In 2008 he became an early executive member of the Calgary Multisport Fieldhouse Society, a group formed to lobby for and plan a world-class indoor facility. The society’s efforts eventually helped secure support for what is now moving toward construction as Calgary’s long-awaited fieldhouse project.

==Masters and later competition==
Kyle remained active in athletics and senior sport well into his later years. He regularly participated in the World Masters Games and other senior competitions, often in recreational divisions. While these results were not at the same level as his earlier national and international performances, they reflected his lifelong commitment to sport and fitness.

He also carried the Olympic torch with the Canadian track and field team in Trail, British Columbia, during the lead-up to the 2010 Winter Olympics.

==Honours and recognition==
Kyle received numerous awards over his career:
- Outstanding Canadian University Athlete (1954)
- Crowe Award – Outstanding Canadian Amateur Athlete (1956)
- Canada’s Outstanding Track Athlete (1956, 1957, 1959)
- Calgary Athlete of the Year (1960)
- Calgary Booster Club Sportsperson of the Year (1969), then known as the "Sportsman of the Year" — at 36, he was the youngest man to receive the award
- Inducted into the Alberta Sports Hall of Fame (1959)
- Inducted into the UBC Sports Hall of Fame (2011)
- Inducted into the Calgary Marathon Hall of Fame

==Later life==
Kyle was active with the Calgary 55 Plus association, serving as a board member and president, and continued to promote senior sport locally and provincially.
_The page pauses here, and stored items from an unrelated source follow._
PR #2111, opened 2021-09-15
unix: check for mmap error and act accordingly

aykevl:
At startup, a large chunk of virtual memory is used up by the heap. This
works fine in emulation (qemu-arm), but doesn't work so well on an
actual Raspberry Pi. Therefore, this commit reduces the requested amount
until a heap size is found that works on the system.

This can certainly be improved, but for now it's an important fix
because it allows TinyGo built binaries to actually run on a Raspberry
Pi with just 1GB RAM. Previously, they would segfault.


deadprogram:
This will be quite helpful @aykevl thanks for the improvement. :pie:

PR #2112, opened 2021-09-15
arm: switch to Thumb instruction set on ARM

aykevl:
This reduces binary size substantially, for two reasons:

  - It switches to a much more modern architecture: ARMv4 vs ARMv7.
  - It switches to Thumb2, which is a lot denser than regular ARM.

Practically all modern and not-so-modern ARM chips support Thumb2, so this seems like a safe change to me.

The size in numbers:

  - Code size for testdata/stdlib.go is reduced by about 35%.
  - Binary size for testdata/stdlib.go (when compiling with -no-debug to strip debug information) is reduced by about 16%.


deadprogram:
Good one @aykevl :+1: merging.

PR #2114, opened 2021-09-15
os: add SEEK_SET, SEEK_CUR, and SEEK_END

aykevl:
These are deprecated but still used by some code.


deadprogram:
Thanks @aykevl now merging.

Beyond athletics, he was a longtime member of the Rotary Club and volunteered with the Calgary Stampede Parade Committee, reflecting his broader commitment to community service.

==Death==
On August 27, 2023, Kyle was involved in a single-vehicle rollover crash near the intersection of 114th Avenue and 84th Street Southeast in Calgary, just east of Ralph Klein Park. He was transported to hospital, where he later died. He was 91 years old.

==Legacy==
Kyle is remembered as one of Canada’s most versatile and record-setting distance runners of the 1950s and 1960s, and for his foundational roles in Alberta athletics. He founded the Calgary Marathon in 1963, established the Calgary Track and Field Club, set numerous Canadian records, and later contributed as a coach, official, mentor, and advocate for sport infrastructure.

Beyond his competitive career, Kyle remained deeply involved in the sport community. He attended nearly every Calgary Marathon since its inception, volunteering in many roles, including medal presentations, volunteer orientations, and race-day operations. His wife, Carol, also volunteered alongside him for many years until her death. In recognition of his lifelong contributions, Kyle was inducted into the Calgary Marathon Hall of Fame.

The Calgary Marathon, which he founded, has grown into Alberta’s largest road race and continues to honour his vision.
The track and field facility at Calgary’s Challenger Park was also named in his honour, recognizing his contributions as a donor.